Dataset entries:
PR #1116, opened 2021-07-25
Minor fixes in Spanish strings

MarcAbonce:
This assumes that the `saving_label` is always used as a header section for saving related settings rather than some indication that something is actually saving. By the way, if this is really the case, I think many of the translations are making similar conjugation errors with these settings headers.


tibbi:
ye, thats the way it is used, not in a sentence. Thanks

PR #1123, opened 2021-08-07
Fixed nonclickable links in FAQ

Aga-C:
Hi,

I've found out that in the FAQ section all links and email addresses weren't clickable, and it also wasn't possible to copy them to clipboard. It was a simple fix to do, so I've added the possibility to click on them.
The change was tested locally on Simple Thank You app, and it was working correctly.


tibbi:
looks good, thanks

PR #1133, opened 2021-08-20
Allow renaming files by just changing a letter casing

KryptKode:
**Notes**
- Allow renaming files by just changing a letter casing
- when renaming, a temporary file/directory is created and the old file/directory is renamed to the temporary file/directory, thereafter, the temporary file/directory is renamed to the new file/directory.

**Screenshots**
Screenshot

> There's an issue when renaming on SD cards, using the [DocumentsContract.renameDocument](https://github.com/KryptKode/Simple-Commons/blob/ref/allow-case-name-change/commons/src/main/kotlin/com/simplemobiletools/commons/extensions/Activity.kt#L673) method, when just the case of the file name changes, it appends an integer to the name. For example, `hello` becomes `Hello (1)` when trying to rename to `Hello`  No workaround has been identified for now.  See the screenshot below. 

Screenshot

### DIFF
--- a/commons/src/main/kotlin/com/simplemobiletools/commons/dialogs/RenameItemDialog.kt
+++ b/commons/src/main/kotlin/com/simplemobiletools/commons/dialogs/RenameItemDialog.kt
@@ -63,12 +63,12 @@ class RenameItemDialog(val activity: BaseSimpleActivity, val path: String, val c
 
                         val newPath = "${path.getParentPath()}/$newName"
 
-                        if(path == newPath){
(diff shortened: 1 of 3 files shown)


tibbi:
do not disable the Positive button for consistency please, we are not doing it in any app

KryptKode:
> do not disable the Positive button for consistency please, we are not doing it in any app and it is unrelated to the task

Done

tibbi:
should be good, just dont forget formatting the code style. Thanks

PR #1134, opened 2021-08-24
Add support for biometric ID in SecurityDialog when targeting API 30+

qwertyfinger:
Modifies SecurityDialog to use androidx biometric library if the `targetSdkVersion` is 30+.

### DIFF
--- a/commons/build.gradle
+++ b/commons/build.gradle
@@ -35,6 +35,7 @@ dependencies {
     implementation 'androidx.swiperefreshlayout:swiperefreshlayout:1.1.0'
     implementation 'joda-time:joda-time:2.10.3'
     implementation "androidx.exifinterface:exifinterface:1.3.2"
+    implementation "androidx.biometric:biometric-ktx:1.2.0-alpha03"
 
     api 'androidx.appcompat:appcompat:1.2.0'
     api 'com.github.ajalt.reprint:core:3.3.2@aar'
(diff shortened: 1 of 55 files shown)


qwertyfinger:
You can check out the update Notes version that uses this commons version here: https://github.com/qwertyfinger/Simple-Notes/tree/feature/biometric-lock-api30

tibbi:
1. the top dialog label still shows "Fingerprint", lets replace it with "Biometry" or something like that
2. when a note is locked and you click "Show content", or "Unlock note" lets skip our dialog and show the system one right away.
Otherwise it looks great, looks like it wont need an extra permission either.

qwertyfinger:
> 
> 
>     1. the top dialog label still shows "Fingerprint", lets replace it with "Biometry" or something like that
> 
>     2. when a note is locked and you click "Show content", or "Unlock note" lets skip our dialog and show the system one right away.
>        Otherwise it looks great, looks like it wont need an extra permission either.

Thanks, will make those adjustments 👍

qwertyfinger:
@tibbi Updated this and the example Notes branch as well: https://github.com/qwertyfinger/Simple-Notes/tree/feature/biometric-lock-api30

tibbi:
seems to work just fine, Ill test it in other apps too. Thanks!

qwertyfinger:
> 
> 
> seems to work just fine, Ill test it in other apps too. Thanks!

I tested the File Manager – worked fine. We could even show the new biometric experience for other apps too if we wanted to.

tibbi:
let's use the previous "Fingerprint" tab title on target SDK 29, it always shows Biometrics now

qwertyfinger:
> 
> 
> let's use the previous "Fingerprint" tab title on target SDK 29, it always shows Biometrics now

Ok, I will update it later in a separate PR then

PR #1145, opened 2021-09-20
update for SMS messenger  backup/restore

KryptKode:
**Notes**
- make the projection argument nullable in `Context.queryCursor `extension method
- add null equivalent methods for getLong and getString for `Cursor`
- Add `core-ktx` as api dependency and 
- update gson to `2.8.8`


commons/src/main/kotlin/com/simplemobiletools/commons/extensions/Context.kt
```diff
@@ -338,7 +338,7 @@ fun Context.getMediaContent(path: String, uri: Uri): Uri? {
 
 fun Context.queryCursor(
     uri: Uri,
-    projection: Array<String>,
+    projection: Array<String>? = null,
```
tibbi, line 341: is null used anywhere, or only for debugging? We should always specify what fields are we interested in, not query everything

PR #1153, opened 2021-09-24
Add method to determine if a contact has a particular number

KryptKode:
- Add `SimpleContact.doesHavePhoneNumber` method to check if a contact has a particular number
- it performs an equality check, so the numbers match exactly
- the method is used on the `Simple SMS Messenger` app to find contacts that match a particular sender's number
- should address this [issue](https://github.com/SimpleMobileTools/Simple-SMS-Messenger/issues/128) in [this](https://github.com/SimpleMobileTools/Simple-SMS-Messenger/pull/211) pull request


tibbi:
cool, thanks

PR #1192, opened 2021-11-10
Implement handling RecoverableSecurityException 

KryptKode:
**Notes**
- Implement handling `RecoverableSecurityException`  needed for updating files in `MediaStore` 
- fix `getTempFile` method, use `folderName` parameter
- needed to solve[ this issue](https://github.com/SimpleMobileTools/Simple-Music-Player/issues/298)
- this functionality is needed in the [Simple Music Player](https://github.com/SimpleMobileTools/Simple-Music-Player/pull/353) app.

### DIFF
--- a/commons/src/main/kotlin/com/simplemobiletools/commons/extensions/Activity.kt
+++ b/commons/src/main/kotlin/com/simplemobiletools/commons/extensions/Activity.kt
@@ -1194,7 +1194,7 @@ fun AppCompatActivity.showSideloadingDialog() {
 }
 
 fun BaseSimpleActivity.getTempFile(folderName: String, fileName: String): File? {
-    val folder = File(cacheDir, fileName)
+    val folder = File(cacheDir, folderName)
     if (!folder.exists()) {
         if (!folder.mkdir()) {
             toast(R.string.unknown_error_occurred)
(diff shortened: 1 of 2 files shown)


commons/src/main/kotlin/com/simplemobiletools/commons/extensions/Activity.kt
```diff
@@ -1194,7 +1194,7 @@ fun AppCompatActivity.showSideloadingDialog() {
 }
 
 fun BaseSimpleActivity.getTempFile(folderName: String, fileName: String): File? {
-    val folder = File(cacheDir, fileName)
+    val folder = File(cacheDir, folderName)
```
tibbi, line 1197: why is this needed? Wont it break something?

KryptKode: It would not break anything because of the way it's used. It was needed to [import blocked numbers](https://github.com/SimpleMobileTools/Simple-Commons/blob/master/commons/src/main/kotlin/com/simplemobiletools/commons/activities/ManageBlockedNumbersActivity.kt#L119) in the dialer app. Now, it would be used in the [Music app](https://github.com/KryptKode/Simple-Music-Player/blob/feat/edit-metadata/app/src/main/kotlin/com/simplemobiletools/musicplayer/helpers/TagHelper.kt#L41) to store a copy of music files temporarily when writing tags to them.

KryptKode: There was an error in the method. It was using the `fileName` instead of the `folderName` so it's corrected here

tibbi: okay, lets hope

PR #1202, opened 2021-11-14
handle scoped storage changes

KryptKode:
**Notes**
- handle access to  `Android/[data|obb]`  with the Storage Access Framework due to scoped storage restrictions on devices running on Android 11 and above (>= Android 11)
- access to SD card and OTG generally on >= Android 11 is restricted so using SAF would not work (since we cannot select the root directory) so this PR adds a condition (`!isRPlus()`) to ensure compatibility. 
- part of the pull requests to address [this](https://github.com/SimpleMobileTools/Simple-File-Manager/issues/490)

**TODOs**
- update  [WritePermissionDialog](https://github.com/SimpleMobileTools/Simple-Commons/blob/master/commons/src/main/kotlin/com/simplemobiletools/commons/dialogs/WritePermissionDialog.kt) images to account for selecting `Android/[data|obb]`
- update error messages, [here](https://github.com/KryptKode/Simple-Commons/blob/feat/android-data-storage/commons/src/main/kotlin/com/simplemobiletools/commons/activities/BaseSimpleActivity.kt#L240) and [here](https://github.com/KryptKode/Simple-Commons/blob/feat/android-data-storage/commons/src/main/kotlin/com/simplemobiletools/commons/activities/BaseSimpleActivity.kt#L240) when one selects the wrong directory for `Android/[data|obb]`


tibbi:
damn, didnt expect it to be this big change :/ Ill have to do a lot of testing, then release it really carefully.

tibbi:
updated some code styles, I'm afraid of touching the rest :D

tibbi:
anyway, not much to test within Simple Commons so Ill accept it and test in some other apps that really work with files

PR #185, opened 2017-08-04
enable allow_build_id=True for user config keywords and use

tclh123:
Hello,

I need use build-id feature in /etc/portage/{package.keywords, package.use}. And I think the long ago patches http://comments.gmane.org/gmane.linux.gentoo.portage.devel/5239 missing this.


zmedico:
Merged in 9c819f72399d4fdae731883d9d915aa824d30fcc, thanks!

# [What you will do]
From the entries above, give again exactly the lines running from the line with "PR #1145, opened 2021-09-20" to the line with "PR #1192, opened 2021-11-10"; include both of those lines.

# [Answer to the problem]
PR #1145, opened 2021-09-20
update for SMS messenger  backup/restore

KryptKode:
**Notes**
- make the projection argument nullable in `Context.queryCursor `extension method
- add null equivalent methods for getLong and getString for `Cursor`
- Add `core-ktx` as api dependency and 
- update gson to `2.8.8`


commons/src/main/kotlin/com/simplemobiletools/commons/extensions/Context.kt
```diff
@@ -338,7 +338,7 @@ fun Context.getMediaContent(path: String, uri: Uri): Uri? {
 
 fun Context.queryCursor(
     uri: Uri,
-    projection: Array<String>,
+    projection: Array<String>? = null,
```
tibbi, line 341: is null used anywhere, or only for debugging? We should always specify what fields are we interested in, not query everything

PR #1153, opened 2021-09-24
Add method to determine if a contact has a particular number

KryptKode:
- Add `SimpleContact.doesHavePhoneNumber` method to check if a contact has a particular number
- it performs an equality check, so the numbers match exactly
- the method is used on the `Simple SMS Messenger` app to find contacts that match a particular sender's number
- should address this [issue](https://github.com/SimpleMobileTools/Simple-SMS-Messenger/issues/128) in [this](https://github.com/SimpleMobileTools/Simple-SMS-Messenger/pull/211) pull request


tibbi:
cool, thanks

PR #1192, opened 2021-11-10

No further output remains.